But this doesn’t mean that people stop asking that question. On the contrary, a person’s failures and the demonstrative uselessness of moral claims when it comes to advancing one’s interests merely spurs on the continual question of whether one’s failure is actually justified or unjustified. This might not explain one’s failure, but it somehow makes it justified if one has neglected one’s duties and the proper concern for the common good. By converse, if one’s soul-searching reveals that all values and methodological rules have been met, an unsatisfied interest is confirmed in spite of failure; it might not really count for anything, but it is at least worthy of recognition and “actually” persists as a valid claim.
Such questions of conscience can by no means be decided by a look into the law books. Above all, moral people are interested in justifying their interests to their own “inner self” in accordance with their own chosen and willingly accepted obligations. This private imitation of civil law even claims to be the actual prototype of the real law; the latter, along with the actual administration of justice thus becomes subject to one’s own imaginary court decisions. This is all the more true the more the real law proves obstinate to one’s own interest and one’s own sense of justice.
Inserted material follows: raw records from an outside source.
PR #3820, opened 2026-01-01
activate `LOG` rule

Samoed:
Activated `LOG` rule


mteb/abstasks/retrieval_dataset_loaders.py
```diff
@@ -136,7 +136,7 @@ def _load_corpus(self) -> CorpusDatasetType:
                 "_id", "id"
             )
         logger.info("Loaded %d %s Documents.", len(corpus_ds), self.split.upper())
-        logger.info("Doc Example: %s", corpus_ds[0])
+        logger.debug("Doc Example: %s", corpus_ds[0])
```
Samoed, line 139: Changed level here, because for image and audio tasks, this not gives helpful information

Judging oneself a case of undeserved failure, which is rather customary, moves few people to pursue a career as a world-improving politician. Far more frequently, this represents the beginning of a “criminal career” – and without this sense of undeserved failure, hardly anybody can become a decent outlaw. A good number of honorable members of society gain some material consolation by stealing some things that might be out of their price range, but to which they are, at least according to their own fair judgment, entitled by a higher law. Some take revenge, not just theoretically, on a company or a loved one, if the latter are judged, according to one’s own conscientious verdict, to have prevented them from attaining some treasured goal in a legal fashion. The “criminal energy” thus set free feeds on disappointed and insulted feelings of justice, and a materialism that has degenerated to the decision to get one’s own reimbursement.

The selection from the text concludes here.